An interview involves direct interaction with participants. For example, exit interviews are often conducted when faculty leave a nursing school or students graduate. Interviews can capture both qualitative and quantitative data and can be done individually or in focus groups. Students or external evaluators may be tasked with collecting the information.

Interviews should be conducted at a time convenient for both the interviewer and the interviewee, ideally in a quiet, private setting to encourage open communication. The interviewer must avoid personal biases and follow an objective outline during the interview. While interviews can yield rich data, they are often time-consuming (Polit & Beck, 2013).

Guidelines for interviews (Sanders & Sullins, 2006):

  1. Use language that matches the respondent’s comprehension level.
  2. Explain the purpose of the interview, who will access the transcripts or recordings, and how confidentiality will be maintained.
  3. Encourage honesty but allow respondents the option to skip questions. Build rapport with simple, impersonal questions at the start.
  4. Avoid long, ambiguous, or leading questions.
  5. Focus on one idea per question and don’t assume prior knowledge.

Rating Scale

A rating scale measures abstract concepts on a descriptive continuum, helping increase objectivity in evaluations. Although rating scales work well with norm-referenced evaluations, they may not be the best tool for this purpose. Ratings can also be converted into grades.

Checklist

A checklist is a two-dimensional tool that lists expected behaviors or competencies on one side and the degree to which these expectations are met on the other side. With detailed items and clearly defined criteria, a checklist helps the evaluator easily identify expected behaviors or levels of competence.

This tool is useful for both formative and summative evaluations. In clinical settings, a checklist may be used to assess whether a student is following the correct steps during a procedure. The evaluator can then mark whether each step was completed or missed.

Attitude Scale

An attitude scale measures a participant’s feelings about a topic at the time they respond. One of the most widely used types is the Likert scale, where respondents express their opinions on 10–15 statements about a specific issue.

  • For example, a Likert scale might ask respondents to share their views on diversity in nursing, with items expressing different opinions about Latino students. Participants indicate their level of agreement or disagreement. To minimize bias, the scale should include an equal number of positively and negatively worded items.
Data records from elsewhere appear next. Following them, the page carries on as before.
PR #303, opened 2019-02-02
Args replacement for Argu

AnthonyLloyd:


haf:
Hmm, needs review? Did you just build a parser ;)

AnthonyLloyd:
Still v rough and I haven't tested it yet.

AnthonyLloyd:
@haf now fully functional as far as I can see.

Expecto.Tests/Tests.fs
```diff
@@ -181,6 +181,9 @@ let tests =
 
 [<Tests>]
 let expecto =
+
+  let testArgs i o = Expect.equal (Args.parseOptions options i) o "testArgs"
```
haf: Consider `sequence equal`

Expecto/Expecto.fs
```diff
@@ -154,8 +154,12 @@ module internal Helpers =
   let inline dispose (d:IDisposable) = d.Dispose()
   let inline addFst a b = a,b
   let inline addSnd b a = a,b
+  let inline fst3 (a,_,_) = a
   let inline commaString (i:int) = i.ToString("#,##0")
-
+  let inline tryParse (s:string) =
+    let mutable r = Unchecked.defaultof<_>
+    if (^a : (static member TryParse: string * ^a byref -> bool) (s, &r))
```
haf: Nice

Expecto/Expecto.fs
```diff
@@ -1613,6 +1626,83 @@ module Tests =
   /// The default configuration for Expecto.
   let defaultConfig = ExpectoConfig.defaultConfig
 
+  module Args =
+    open Microsoft.FSharp.Core
```
haf: `Microsoft.` is redundant

Expecto/Expecto.fs
```diff
@@ -1613,6 +1626,83 @@ module Tests =
...
+
+    type Parser<'a> = (string[] * int * int) -> Result<'a,string> * int
+
+    let parseOptions (options:(string * string * Parser<_>) list) (strings:string[]) =
+      let rec updateUnknown unknown last length =
+        if length=0 then unknown
+        else updateUnknown (strings.[last]::unknown) (last-1) (length-1)
+      let rec collect help unknown args paramCount i =
+        if i>=0 then
+          let si = strings.[i]
```
haf: `sCurr` or something easier to understand?

Expecto/Expecto.fs
```diff
@@ -1613,6 +1626,83 @@ module Tests =
...
+  module Args =
+    open Microsoft.FSharp.Core
+
+    type Parser<'a> = (string[] * int * int) -> Result<'a,string> * int
+
+    let parseOptions (options:(string * string * Parser<_>) list) (strings:string[]) =
+      let rec updateUnknown unknown last length =
+        if length=0 then unknown
+        else updateUnknown (strings.[last]::unknown) (last-1) (length-1)
+      let rec collect help unknown args paramCount i =
```
haf: `help` -> `isHelp`?

Expecto/Expecto.fs
```diff
@@ -1613,6 +1626,83 @@ module Tests =
...
+          if si = "--help" then
+            collect true (updateUnknown unknown (i+paramCount) paramCount) args 0 (i-1)
+          else
+            match List.tryFind (fst3 >> (=)si) options with
+            | Some(option,_,parser) ->
+              let arg, unknownCount = parser (strings,i+1,paramCount)
+              collect help
+                (updateUnknown unknown (i+paramCount) unknownCount)
+                (Result.mapError (fun i -> option + " " + i) arg::args) 0 (i-1)
+            | None -> collect help unknown args (paramCount+1) (i-1)
```
haf: A future PR could do fuzzy matching of input here

Expecto/Expecto.fs
```diff
@@ -1613,6 +1626,83 @@ module Tests =
...
+
+    let string case : Parser<_> =
+      fun (ss,i,l) ->
+        if l>0 then Ok(case ss.[i]), l-1
+        else Error "requires a parameter", 0
+
+    let list (parser:_->Parser<_>) case : Parser<_> =
+      fun (ss,i,l) ->
+        List.init l (fun j -> parser id (ss,i+j,1) |> fst)
+        |> Result.sequence
```
haf: `sequence >> map` = `traverse` if you have that

haf:
Looking good

Expecto.Tests/Tests.fs
AnthonyLloyd: It's comparing a `Result<args list,string list>` so a bit more tricky.

Expecto/Expecto.fs
AnthonyLloyd: currentArg

Expecto/Expecto.fs
AnthonyLloyd: Yes a bit like powershell

AnthonyLloyd: Powershell lets you shorten switches as long as they are unambiguous. This actually may not be a good idea for back compact reasons when new switches are added.

A possibly more useful one would be to suggest the correct switch based on a distance measure. Worth considering in the future. If there are enough good ideas I may pull Args out as a single file Args utility. Personally keen on where this could go as I use these quite a lot.

jzabroski: Got it.  I think the PowerShell folks got it wrong and they are starting to realize it.  With PowerShell 6, a group in Microsoft was looking into Query Auto Completion-like features to predict what you want to type for a command.  Sort of like next-gen IntelliSense for the command line. https://microsoft.github.io/prose/ Microsoft Program Synthesis using Examples SDK

Can you share how you use it a lot?

Simplest way to share would be to create a PowerShell Profile with a History logger extension so that you can record what you do in each session.  Then you can really data mine your use cases.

Another option is the semantic differential scale, which uses bipolar adjectives (e.g., good-bad, active-passive, positive-negative) to measure a participant’s reaction. Each item is followed by these adjectives, and the respondent selects their position on a scale with an odd number of intervals, ensuring that the middle point is neutral.

Typically, scales consist of five to seven intervals. For analysis, scores are summed similarly to the Likert scale (Polit & Beck, 2013). It’s essential to avoid treating Likert and semantic differential scale data as interval data. Instead, the Rasch model offers a more appropriate analysis method.

The Rasch model provides mathematical justification for treating Likert scale data as ordered categories, transforming raw data into interval scales based on empirical evidence rather than assumptions. This approach is more reliable than simply adding up ordinal data.

The Rasch model is the only model that offers the necessary objectivity for building scales independent of the respondent’s distribution of attributes (Bond & Fox, 2007). It is part of item response theory, which uses test scores and specific item responses to draw conclusions based on the mathematical relationship between abilities or attitudes and the respondent’s answers (Rudner, 2001). Through various diagnostic procedures, the Rasch model can assess the tool’s ability to measure both the author’s intent and the participant’s responses.

The design of a rating scale significantly impacts the quality of responses. The Rasch model’s diagnostic capabilities provide a powerful tool for creating, analyzing, and revising attitude scales, ensuring they are effective for evaluation.